Es el estado patológico caracterizado por el aumento de la temperatura normal
que en la axila suele oscilar entre 36.1 a 37 ºC. Este conjunto de síntomas y
signos (recordemos que síntomas son los que el paciente nos relata y signos
son aquellos que el médico o un familiar pueden percibir por sus sentidos).
El cuadro de la fiebre en sí suele angustiar sobremanera a los familiares de
la persona enferma, pero nosotros, los homeópatas, sabemos que es un mecanismo
natural de defensa del organismo, en tanto que esa respuesta es necesaria para
estimular a nuestro sistema inmunitario (aquél que está encargado de
protegernos). Entonces frente a una persona con fiebre la mejor forma de
ayudarla hasta la llegada del médico, es observarla detenidamente.
¿Y qué es lo que hay que observar? En principio NO dar ningún medicamento para
hacer descender la temperatura, por lo menos, hasta haberla registrado con el
termómetro. Tratemos luego de ver el comportamiento del enfermo, si está con
deseos de estar en cama o por el contrario puede y necesita estar en actividad.

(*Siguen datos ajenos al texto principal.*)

Issue #204, opened 2024-09-11
cip-13: add v2 params


rootulp:
## Context

celestia-app app version 2 is expected to be activated on Mainnet on September 18. 

## Problem

https://github.com/celestiaorg/CIPs/blob/main/cips/cip-13.md is a living document so I think the intention was that it should be updated to reflect the values of params on mainnet.

Since app version 2 introduces new params (ICA, PFM, minfee), cip-13 will need to be udpated.

### Option A 
Deprecate CIP-13 in favor of referencing https://celestiaorg.github.io/celestia-app/parameters.html

### Option B 
Update CIP-13 to add new params introduced by app version 2.
- [ ] https://github.com/celestiaorg/CIPs/issues/113

jcstein:
In favor of Option A, because it's already always documented at https://celestiaorg.github.io/celestia-app/parameters.html

PR #115, opened 2024-03-27
docs(cip-13): add NetworkMinGasPrice to params list

ninabarbakadze:
## Overview

- Fixes #113

Issue #113, opened 2024-03-21
Update CIP-13 to add minfee.GlobalMinGasPrice


ninabarbakadze:
## Description

New gov-modifiable parameter `minfee.GlobalMinGasPrice` has been introduced recently [in this pr](https://github.com/celestiaorg/celestia-app/pull/3094). Add it to the CIP's module parameters list.

PR #259, opened 2025-03-04
docs: withdraw cip-13

rootulp:
CIP-13 is a maintenance burden and hasn't been updated to include new parameters added in v2 or v3. It also hasn't been updated to account for governance modifiable changes. This PR withdraws the CIP which seems safe because it never progressed past **Draft**.

Closes https://github.com/celestiaorg/CIPs/issues/204 
Closes https://github.com/celestiaorg/CIPs/issues/113
Closes https://github.com/celestiaorg/CIPs/pull/115


jcstein (commented):
SGTM, agreed it is an unecessary burden as this is already tracked at celestiaorg.github.io/celestia-app/parameters_v3.html

jcstein (approved):

PR #271, opened 2025-03-17
docs(cip-33): add prerequisite CIPs

rootulp:
Oops I didn't notice that the `requires` field in the table was empty


jcstein (approved):
same. LGTM

PR #272, opened 2025-03-17
refactor(README): remove extra author identifiers

rootulp:
Extremely optional PR to make the README markdown tables easier to maintain.
1. Remove names and emails because every CIP author must have a Github username. IMO it's sufficient to identify authors by one thing (Github username) instead of multiple things (Github username, name, email).
2. Make the tables left aligned
3. Reduce the width of columns so it's easier to edit the table


rootulp:
> my only nit would be a question of whether or not we're going to change this on CIPs?

Yea can do. We can also update the template to include just Github username.

PR #274, opened 2025-03-17
docs(cip-31): move to review

rootulp:
Is there a reference implementation I can add to the detailed design / reference implementation section? @tac0turtle


tac0turtle:
i have a link to the code but its quite large to include here, what is the preferred path?

jcstein:
this is the current guidance: https://cips.celestia.org/cip-001.html#linking-to-external-resources

happy to change this too if we think it's safe

jcstein (approved):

Si quiere o no dormir. Debemos constatar si transpira; si esa transpiración lo
mejora, lo empeora o no le surte efecto; a qué hora sube la temperatura y si
se producen o no esta sucesión de síntomas.
Es importante saber si el paciente tiene sed y qué bebida desea tomar. ¿Una
bebida fría?, ¿caliente?, ¿de a grandes sorbos o pequeños?; cómo está su
apetito; y si apareció o no algo nuevo en el comportamiento del paciente
durante la fiebre (miedos, deseo marcado de estar acompañado, etc.).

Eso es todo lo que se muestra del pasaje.